[Start of section]

PR #2242, opened 2020-02-18
Add defaultDateRange prop

sebastianks:
I was in a situation where I needed the date-picker to be rendered with a date already selected. I could workaround this by adding a `ref` to the `<b-datepicker ...>` component, and then set the `dateSelected`.

But, I feel this should be part of the component itself, since there are cases where you might have some data shown on the screen that are based on a date-range, but the date-picker shows the user haven't selected anything, so the user doesn't know about the "invisible" date-range.

### DIFF
--- a/src/components/datepicker/Datepicker.vue
+++ b/src/components/datepicker/Datepicker.vue
@@ -306,6 +306,7 @@ export default {
             default: () => { return config.defaultUnselectableDaysOfWeek }
         },
         selectableDates: Array,
+        defaultDateRange: Array,
         dateFormatter: {
             type: Function,
             default: (date, vm) => {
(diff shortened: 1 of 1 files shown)


jtommy:
Why don't you use value or v-model ?

sebastianks:
@jtommy I've tried both. I can't get `:value` to work, but maybe I am using it wrong? And setting the `v-model` to my default range does not trigger the `@input` event.

I am using `value` like this:

```
<b-datepicker
   placeholder="Select a date"
    v-model="dateRange"
    @input="dateChanged"
    :value="dateRange"
    range
/>
```
I've also tried without `v-model` and with `:value` and vice versa.

jtommy:
@sebastianks what's wrong ? https://codepen.io/jtommy/pen/bGdeXmd?editable=true&editors=101

sebastianks:
Well, the `dateChanged` function that I passed to `@input` is not triggered when using `v-model` and setting it to my default date. That should be fixed.

jtommy:
It works well, btw you should use `v-model` or `:value` + `@input`

sebastianks:
@jtommy I am not sure I understand your last line, but wouldn't it make sense to have the `@input` event fired on init too?

Ah I see in regards to `:value` and `v-model`. Would it make sense to update the docs with this then? To tell that `v-model` is used on it's own, and `:value` + `@input` is used together?

PR #2255, opened 2020-02-21
Fixed typos in autocomplete and taginput docs

harrison9149:
I have updated the spelling for the miss spelt event names in the two files below.


jtommy:
Thanks

PR #2263, opened 2020-02-24
Fix #2195, fixed transition of box shadow

### LINKED ISSUE #2195: The switch works crookedly in desktop Safari 13.0.5

bender-a:
Fixes #2195

## Proposed Changes
The switch did not animate / transition correctly in safari.
Switched from transitioning the width to scaling.
Works cross browser (tested on safari, chrome, firefox).

Also:
The box shadow of the .check was only applied if the input was focused. When clicking users experienced a flash , because styles were not applied on active input state.
Changed this and added transform to box-shadow property

### DIFF
--- a/src/components/datepicker/DatepickerTable.vue
+++ b/src/components/datepicker/DatepickerTable.vue
@@ -5,7 +5,7 @@
                 v-for="(day, index) in visibleDayNames"
                 :key="index"
                 class="datepicker-cell">
-                <span>{{ day }}</span>
+                {{ day }}
             </div>
         </header>
         <div class="datepicker-body" :class="{'has-events':hasEvents}">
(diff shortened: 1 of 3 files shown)


service-paradis:
This is a great beginning! The transition is not exactly as smoother as before though.

captured (2)

When clicking slowly to see the elastic transition, it goes a little bit to the left before transitioning to the right.

bender-a:
@service-paradis thank you for the tip.
It should be working correctly now

jtommy:
@bender-a thanks a lot!

PR #2264, opened 2020-02-24
[Fix] BTable Sort Icon - Change to is-hidden

runyasak:
## Scope of work
Change hiding table sort icon from `is-invisible` to `is-hidden`

## Proposed Changes
`is-invisible` will not let label of column to be centered because the area of sort icon would be displayed.
So, I change to `is-hidden` to hide sort icon.

If you have any feedback or suggestion, please let me know. 😎

### DIFF
--- a/src/components/table/Table.vue
+++ b/src/components/table/Table.vue
@@ -123,7 +123,7 @@
                                     :size="sortIconSize"
                                     :class="{
                                         'is-desc': !isAsc,
-                                        'is-invisible': currentSortColumn !== column
+                                        'is-hidden': currentSortColumn !== column
                                     }"
                                 />
                             </div>
--- a/src/components/table/Table.vue
+++ b/src/components/table/Table.vue
@@ -92,40 +92,45 @@
                                         :index="index"
                                     />
                                 </template>
-                                <template v-else>{{ column.label }}</template>
+                                <template v-else>
+                                    <span class="is-relative">
+                                        {{ column.label }}
+                                        <template
+                                            v-if="sortMultiple &&
+                                                sortMultipleDataComputed &&
+                                                sortMultipleDataComputed.length > 0 &&
+                                                sortMultipleDataComputed.filter(i =>
+                                            i.field === column.field).length > 0">
+                                            <b-icon
+                                                :icon="sortIcon"
+                                                :pack="iconPack"
+                                                both
+                                                :size="sortIconSize"
+                                                :class="{
+                                                    'is-desc': sortMultipleDataComputed.filter(i =>
+                                                i.field === column.field)[0].order === 'desc'}"
+                                            />
+                                            {{ findIndexOfSortData(column) }}
+                                            <button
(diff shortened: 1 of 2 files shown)


service-paradis:
This will bring back the problem solved in #2223

pflirae:
I agree with service-paradis, but if the column is not sortable it should not include an invisible icon, it should be hidden, so the column is correctlly centered, this waya table can have sortable columns with the invisible icon and non sortable columns with the hidden icon.
This sounds more as an improvement than a fix to a problem.

service-paradis:
Ideally, we should have a solution that cover both cases.
- Being able to center the column label
- Prevent jumping when changing column sort

pflirae:
As a proposal, instead of changing is-invisible, try to modify from
<b-icon v-else 
to
<b-icon v-else-if="column.sortable"
this way, the icon tag will not be generated for non sortable columns, but will be generated for sortable columns, covering both cases and preventing the "jumping" columns.

runyasak:
@service-paradis Sorry, I have not seen this issue #2223 
However, I agree with this solution.

> Ideally, we should have a solution that cover both cases.
> 
> * Being able to center the column label
> * Prevent jumping when changing column sort

I have thought like @pflirae that column that not sortable should not be included with icon, even invisible.

I will find the solution, then I will update my PR soon.
Thank you 😁

runyasak:
Hi, @service-paradis @pflirae 
I have updated by position `relative` & `aboslute` with label and icon.
However, I have rearrange by icon to inside label and add some css class.

Please, review my update. 😁

jtommy:
@runyasak please check your last commit because it isn't working well

runyasak:
Hi, @jtommy 
I will check my PR and update as soon as possible.
Can you give me suggestion about which case is not working properly or any part of my code is not correct?

Thank you, for reviewing my code. 😁

jtommy:
I saw the same sort arrow icon when desc and asc :)

jtommy:
Add @pflirae solution https://github.com/buefy/buefy/commit/f9ee09f732f1dd73d02afda16309d6dad1166aae

runyasak:
> I saw the same sort arrow icon when desc and asc :)
> Btw I don't understand your PR, probably @pflirae idea is good and easy

@jtommy Sorry, for lack of my explanation. 😂
I want to fix the label of table column by move it centered. Then, move `sort-icon` to the side and make it `absolute` position.

For my desc & asc arrow icon glitch, I need to fix the class style overriding for icon.

I agree with @pflirae solution that simpler than mine but it would make it would make both of label and icon to be centered. By the way, it is depended on your design and intention that would be.

By the way, thank you for commenting.
Buefy is my first and favourite Vue UI Component. 😁

jtommy:
@runyasak ok! Do you have a ready and working solution ?

runyasak:
@jtommy I have submitted as new PR #2287.

This PR would be just "Make it work version".
If you have any feedback or suggestion, please let me know and I will fix as soon as possible. 😁

PR #2268, opened 2020-02-25
WIP: Scoped styles for component

### LINKED ISSUE #1749: Question: How do I import components and their style individually?
Hi,
I'm new to Buefy. And I'm sorry to ask this as an "issue", but how do I add components individually, without bringing extra and global css styles?

Like I want to use the Tooltip component, but in the [documention](https://buefy.org/documentation/customization/) it says I have to do:
```scss
@import "~bulma";
@import "~buefy/src/scss/buefy";
```
which brings all the extra css styles that I don't wan't. It completely messes up my page layout, my font sizes and everything.
Before using buefy, I used to import bulma like this :
```scss
@import "~bulma/sass/utilities/_all";
@import "~bulma/sass/form/_all.sass";
@import "~bulma/sass/elements/button.sass";
@import "~bulma/sass/elements/icon.sass";
```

[End of section]

Brief: Begin at the top of the listing above and set down each line exactly. Stop after the line that contains "I was in a situation".

Response below:
PR #2242, opened 2020-02-18
Add defaultDateRange prop

sebastianks:
I was in a situation where I needed the date-picker to be rendered with a date already selected. I could workaround this by adding a `ref` to the `<b-datepicker ...>` component, and then set the `dateSelected`.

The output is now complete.